## TASK BRIEF
What is needed is a copy of each line in the listing below that contains "approved".

━━━ SUPPLIED MATERIAL ━━━

PR #1726, opened 2026-09-10
Fix indexing preparation on windows

owenv:
We were computing the node name correctly when requesting index preparation, it should always use POSIX slashes


owenv:
@swift-ci test

owenv:
@swift-ci test

rjmansfield (approved):

PR #1727, opened 2026-09-10
Prefer a known framework install path over SKIP_INSTALL when inferrin…

sepy97:
…g SWIFT_LIBRARY_LEVEL

SKIP_INSTALL is automatically set to YES when INSTALL_PATH is empty. It doesn't work in reverse. Meaning, we should first check whether the module installed in known public/private location, only if not we perform IPI derivation

rdar://186946943


sepy97:
@swift-ci please test

nkcsgexi (approved):
LGTM!

owenv (approved):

━━━

## ANSWER TO THIS TASK
rjmansfield (approved):
nkcsgexi (approved):
owenv (approved):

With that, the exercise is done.